Comment 2 David Bruant 2013-02-21 11:37:19 UTC
(In reply to comment #1)
> Also, if all attributes that are unforgeable are readonly (and it looks like
> it) maybe we should support this is
> 
>   unforgeable attribute ...;
> 
> instead?

First line of the definition of [Unforgeable]:
"If the [Unforgeable] extended attribute appears on a read only attribute...", so I guess it means it can only happen to read only attributes...
The only places I know of unforgeable properties are:
* http://www.whatwg.org/specs/web-apps/current-work/multipage/browsers.html#the-window-object
* http://www.whatwg.org/specs/web-apps/current-work/multipage/dom.html#document
* and now event.isTrusted

And indeed, it only applies to readonly.
So it probably is a nice refactoring.
Comment 3 Boris Zbarsky 2013-02-21 13:33:27 UTC
In Gecko's implementation there is a separate getter per object instance for unforgeable attributes.

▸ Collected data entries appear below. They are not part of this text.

PR #5503, opened 2023-10-08
Add fon language code for Fon Wikipedia

Mahuton:
This has been launched recently.
See: https://incubator.wikimedia.org/wiki/Incubator:Site_creation_log


Mahuton:
@ragesoss hi,
do you think we can have this approved soon?
Thanks

ragesoss:
Thanks! I'll deploy it within the next few days.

Making this a data property is not an option, imo: it needs to be non-configurable and readonly but the boolean returned can change.
Comment 4 Anne 2013-02-21 13:41:12 UTC
Ah yeah, the value of isTrusted can change over time. (I should probably learn about data properties at some point.)
Comment 5 David Bruant 2013-02-21 13:46:43 UTC
(In reply to comment #4)
> Ah yeah, the value of isTrusted can change over time.
In what circumstances?

> (I should probably
> learn about data properties at some point.)
I think this particular section will tell you all you need to know:
https://developer.mozilla.org/en-US/docs/JavaScript/Reference/Global_Objects/Object/defineProperty#Description
(I plan to move the property descriptor material to its own page eventually instead of having it explained in Object.defineProperty)
Comment 6 Anne 2013-02-21 13:53:19 UTC
Put a trusted event object in a variable and then dispatch it. isTrusted will have changed per http://dom.spec.whatwg.org/#dom-eventtarget-dispatchevent for hopefully obvious reasons.
Comment 7 David Bruant 2013-02-21 13:55:13 UTC
(In reply to comment #6)
> Put a trusted event object in a variable and then dispatch it. isTrusted
> will have changed per
> http://dom.spec.whatwg.org/#dom-eventtarget-dispatchevent for hopefully
> obvious reasons.
Yes, ok. Taking back the data property idea, then.